Hacker News new | ask | show | jobs
by dmytroi 1981 days ago
Did some research on the topic of high bandwidth/high IOPS file accesses, some of my conclusions could be wrong though, but as I discovered modern NVMe drives need to have some queue pressure on them to perform at advertised speeds, as in hardware level they are essentially just a separate CPU running in background that has command queue(s). They also need to have requests align with flash memory hierarchy to perform at advertised speeds. So that's puts a quite finicky limitation on your access patterns: 64-256kb aligned blocks, 8+ accesses in parallel. To see that just try CrystalDiskMark and put queue depth at 1-2, and/or block size on something small, like 4kb, and see how your random speed plummets.

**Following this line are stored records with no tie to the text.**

PR #279, opened 2022-09-13
DB-3782: Recipe Component

mitchellmarkoff:
## What changes were made?
A `<Recipe />` component was added to the nextjs-kit for use with the Drupal starter.

`nextjs-kit`

Component was locally implemented into the `next-drupal-starter`

## Additional information


packages/nextjs-kit/src/__tests__/snapshotTests/__snapshots__/recipe.test.tsx.snap
```diff
@@ -0,0 +1,157 @@
...
+      class="relative max-w-lg mx-auto min-w-full h-[50vh] rounded-lg shadow-lg overflow-hidden mt-12 mb-10"
+    >
+      <span
+        style="box-sizing: border-box; display: block; overflow: hidden; background: none; opacity: 1; border: 0px; margin: 0px; padding: 0px; position: absolute; top: 0px; left: 0px; bottom: 0px; right: 0px;"
+      >
+        <img
+          data-nimg="fill"
+          decoding="async"
+          sizes="100vw"
+          src="/_next/image?url=https%3A%2F%2Fdev-decoupled-drupal-qa.pantheonsite.io%2Fsites%2Fdefault%2Ffiles%2F2022-07%2Fguacamole.jpeg&w=3840&q=75"
```
CobyPear, line 38: Same as the other PR, surprised this works!

CobyPear (changes requested):

packages/nextjs-kit/src/__tests__/snapshotTests/recipe.test.tsx
```diff
@@ -0,0 +1,45 @@
+import { render } from '@testing-library/react';
+import Recipe from '../../components/recipe';
+
+/**
+ * @vitest-environment jsdom
+ */
+
+const recipe = {
```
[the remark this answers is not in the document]
mitchellmarkoff: Since the data was so small I figured it was fine in the test but I like the idea of keeping everything in the data folder. Will move it in there

packages/nextjs-kit/src/__mocks__/image.tsx
```diff
@@ -0,0 +1,9 @@
+import React from 'react';
+export default function image(
+	props: React.DetailedHTMLProps<
+		React.ImgHTMLAttributes<HTMLImageElement>,
+		HTMLImageElement
+	>,
+) {
+	return <img {...props} />;
+}
```
CobyPear, line 9: I was refactoring the ContentWithImage component and I don't think this mock is necessary. I'm not sure it is even doing what we are expecting it to because I get the same results with or without the mock.

.changeset/small-ants-think.md
```diff
@@ -0,0 +1,5 @@
+---
+"@pantheon-systems/nextjs-kit": patch
+---
+
+DB-3782: Add Recipe Component for use in next-drupal-starter
```
CobyPear, line 5: No need for the ticket number here.
Also try not to reference the starters in the packages because on `npm` they are not connected at all.

packages/nextjs-kit/src/components/recipe.tsx
```diff
@@ -0,0 +1,90 @@
...
+ * @param props.category - The identifying category of your recipe
+ * @param props.imageProps - All props the user wishes to pass to the next/image component @see {@link https://nextjs.org/docs/api-reference/next/image} for all next/image documentation
+ * @param props.ingredients - An array of strings with ingredients to be displayed
+ * @param props.instructions - Instructions from a CMS, usually a string of raw HTML. This string will be set as `dangerouslySetInnerHTML`
+ * @returns A recipe component with content and an optional image passed by the user
+ * @remarks
+ * imageProps is an optional prop to be used if there is an image to be associated with the content.
+ * If imageProps is used it is required that the user passes in value for the images src
+ */
+const Recipe: React.FC<RecipeProps> = ({
```
CobyPear, line 28: I thought this was going to get some more refactoring instead of just a copy -> paste from the original component?

packages/nextjs-kit/src/components/recipe.tsx
```diff
@@ -0,0 +1,90 @@
...
+import type { ImageProps } from 'next/image';
+import { useRouter } from 'next/router';
+
+interface RecipeProps {
+	title: string;
+	category: string;
+	imageProps?: ImageProps;
+	ingredients: string[];
+	instructions: string;
+	children?: JSX.Element;
```
CobyPear, line 12: Group optional props to the bottom of the interface

packages/nextjs-kit/src/components/recipe.tsx
```diff
@@ -0,0 +1,90 @@
...
+					<span className="text pb-2 pr-3 text-sm text-slate-400">
+						{category}
+					</span>
+				</div>
+			</header>
+			{imageProps ? (
+				<div className="relative max-w-lg mx-auto min-w-full h-[50vh] rounded-lg shadow-lg overflow-hidden mt-12 mb-10">
+					<Image {...imageProps} />
+				</div>
+			) : null}
```
CobyPear, line 57: Check the refactor on the ContentWithImage component. I think if we are going to keep it as a cover image type thing, we should be consistent with the props we take in.

I think it could even make sense to extract the `featuredImage` component into an atom that can be used in this Recipe component, as well as in ContentWithImage and any future components with a 'featuredImage', but perhaps we should wait on that.

CobyPear (changes requested):

packages/nextjs-kit/src/components/recipe.tsx
mitchellmarkoff: Ah, I had thought that the refactoring to do here was only to add support for different recipe fields which we decided to use `children` for. Aside from the new comments, what additional areas are you thinking should be looked at for refactoring?

CobyPear: Oh yes, that sounds familiar, my bad! 😅

packages/nextjs-kit/src/__tests__/data/exampleRecipeData.json
```diff
@@ -0,0 +1,27 @@
...
+			"salt",
+			"lime",
+			"black pepper",
+			"cilantro"
+		],
+		"field_media_image": {
+			"uri": {
+				"url": "https://dev-decoupled-drupal-qa.pantheonsite.io/sites/default/files/2022-07/guacamole.jpeg"
+			}
+		},
```
CobyPear, line 17: There should be alt text available here as well. See https://github.com/pantheon-systems/decoupled-kit-js/blob/canary/starters/next-drupal-starter/__tests__/data/umamiEnRecipesData.json#L146 for the full shape of the `field_media_image` object.

CobyPear (changes requested):
Unsure of where this is coming from, but there is a regression in the homepage header style when I import and use the new recipe component.

image

mitchellmarkoff:
> Unsure of where this is coming from, but there is a regression in the homepage header style when I import and use the new recipe component.
> 
> image

Still digging to see where this came from but that regression is currently live in `canary` so it is outside of this branch.

CobyPear (approved):
:shipit:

So given the limitations on the access pattern, if you just mmap your file and memcpy the pointer, you'll get like ~1 access request in flight if I understand right. And also as default page size is 4kb, that will be 4kb request size. And then your mmap relies on IRQ's to get completion notifications (instead of polling the device state), somewhat limiting your IOPS. Sure prefetching will help of course, but it is relying on a lot of heuristic machinery to get the correct access pattern, which sometimes fails.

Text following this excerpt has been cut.